Hard Auction Game Theory Question: Optimal Strategy with Asymmetric Info There is a box containing $X$ dollars. $X$ is a random variable which is uniformly distributed between $0$ and $1000$. 
The box is auctioned via a first price sealed bid auction. There are two participants in the auction. Player 1 only knows that $X$ is uniformly distributed between $0$ and $1000$, whereas player 2 also knows whether $X$ is greater than or less than $500$ dollars.
To clarify, $X$ and the values of the bids can be arbitrary real numbers; they do not have to be integers.
What is the optimal strategy for player 1?
I've been hitting my head against this problem for a few days, but I haven't gotten much further than that one would probably want to play a random strategy where you bet a dollars y% of the time and b dollars z% of the time.
But what would the optimal values for a,b,y,z be?
 A: So the grounding assumption here is that both players are only trying to maximise their own profit, and both players will avoid strategies that do not pursue this goal. Essentially both players want the largest positive EV (Expected value, or expected gain from the bid). We will also be talking about the average outcome of the bet, or the outcome of an arbitrarily large number of bets.
We quickly note that in the symmetric case with no additional information, both players will bid $499$, because the average value of the box is $500$. We reach $499$ as this is the first and only stable equilibrium for both players. i.e. $499$ beats all bets from $0-498$ with a payoff of 1, draws with itself at 0.5, and loses only to illogical bets with a zero or negative EV. Visualising how this equilibrium stabilises is easier if you consider the same question but with the option to place subsequent bids. If the first player bids 1, the other will bid 2, the first will bid 3, ...
The EV for both players is ~$0.5$ or $0$, depending on what happens in the tiebreak. It is debatable perhaps that the best bid is $500$, but since the game is not competitive and players are only looking to maximise their money, no player will choose a bid with an EV of $0$.
The important conclusion is that crucially, without additional information, any bet above $500$ has a negative EV.
The asymmetric case is clearer to understand from the perspective of player 2 (who has more information).
Player 2 knows that the box is either in the range $[0,500]$ or $[500,1000]$. We shall call the $[0,500]$ case $L$ and the second $[500,1000]$, $H$. Clearly for $L$ the average value of the box is $250$ and for $H$ it is $750$. Thus, player 2 will never bid more than $249$ and $749$ respectively. And indeed, player 2 will bid $249$ for $L$.
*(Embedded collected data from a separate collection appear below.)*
PR #532, opened 2023-05-26
34981 Saving lists or forms without a name

yeneastgate:
related to https://github.com/onOffice-Web-Org/oo-wp-plugin/issues/527

changed log :
add notice when saving lists or forms without a name.

### DIFF
--- a/plugin/Gui/AdminPageAddressListSettings.php
+++ b/plugin/Gui/AdminPageAddressListSettings.php
@@ -380,7 +380,7 @@ class AdminPageAddressListSettings
 	protected function checkFixedValues($row)
 	{
 		$table = RecordManager::TABLENAME_LIST_VIEW_ADDRESS;
-		$result = isset($row[$table]['name']) && $row[$table]['name'] != null && !empty(trim($row[$table]['name']));
+		$result = isset($row[$table]['name']) && !empty(trim($row[$table]['name']));
 
 		return $result;
 	}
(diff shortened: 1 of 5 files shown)


plugin/Gui/AdminPageAddressListSettings.php
```diff
@@ -366,7 +380,7 @@ public function doExtraEnqueues()
 	protected function checkFixedValues($row)
 	{
 		$table = RecordManager::TABLENAME_LIST_VIEW_ADDRESS;
-		$result = isset($row[$table]['name']) && $row[$table]['name'] != null;
+		$result = isset($row[$table]['name']) && $row[$table]['name'] != null && !empty(trim($row[$table]['name']));
```
andernath, line 383: $row[$table]['name'] != null 
Is this necessary or is not null already checked with isset?

Same question for other classes below.

andernath (commented):
Finished review and have one question. Please check. @yeneastgate :)

plugin/Gui/AdminPageAddressListSettings.php
yeneastgate: @andernath I will check and let you know soon.

yeneastgate: @andernath In this case, the isset function already checks undefined and null => so $row[$table]['name'] != null is not needed.
I will check and delete it

andernath (approved):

However player 2 is also logical and understands that any bet from player 1 above $499$ is illogical, since player 1 has no information on the state ($L$ or $H$). Thus, player 2 is guaranteed to win with a bid of $500$. Player 2's overall EV is $0.5$ for L and $250$ for H.
Player 1's best strategy is to bid $249$ always. Any bid larger than $249$ but smaller than $500$ can only beat player 2 in the situation $L$, and in that case player 1 has a negative EV. 
As the game is not competitive, player 1 should never bid more than $499$. This is because, from player 1's perspective, we have a $50\%$ chance to be in $L$ and a $50\%$ chance to be in $H$. If we are in $L$, then player 1 loses $250-B$, where $B$ is the bid. If we are in $H$, player 1 gains $750-B$. The EV is $\frac{500-B}{2}$ for a bid of $B$. Since both $L$ and $H$ are equally likely, the only values of $B$ which return a positive EV here are 250-499. But, player 1 is aware that player 2 is able to deduce all of this, and thus player 2 will never lose $H$ to a bet under $500$. Thus, to win in $H$, player 1 is forced to bid more than $500$, but this returns a negative EV, which contradicts player 1's goal to only maximise their own money.
Even if the game was competitive, nothing actually changes. Player 1 cannot hope to beat player 2 with any strategy. Betting less than $250$ is illogical since player 2 will always in the boxes. Always betting 250 still loses to a 250,500 strategy in the long term. Always/ sometimes betting exactly 500 gives a negative EV for player 1 in $L$ and still allows player 2 to get a positive EV in $H$ with larger bets. Any strategy involving bids of more than $500$ from player 1 automatically have a negative EV for reasons previously discussed.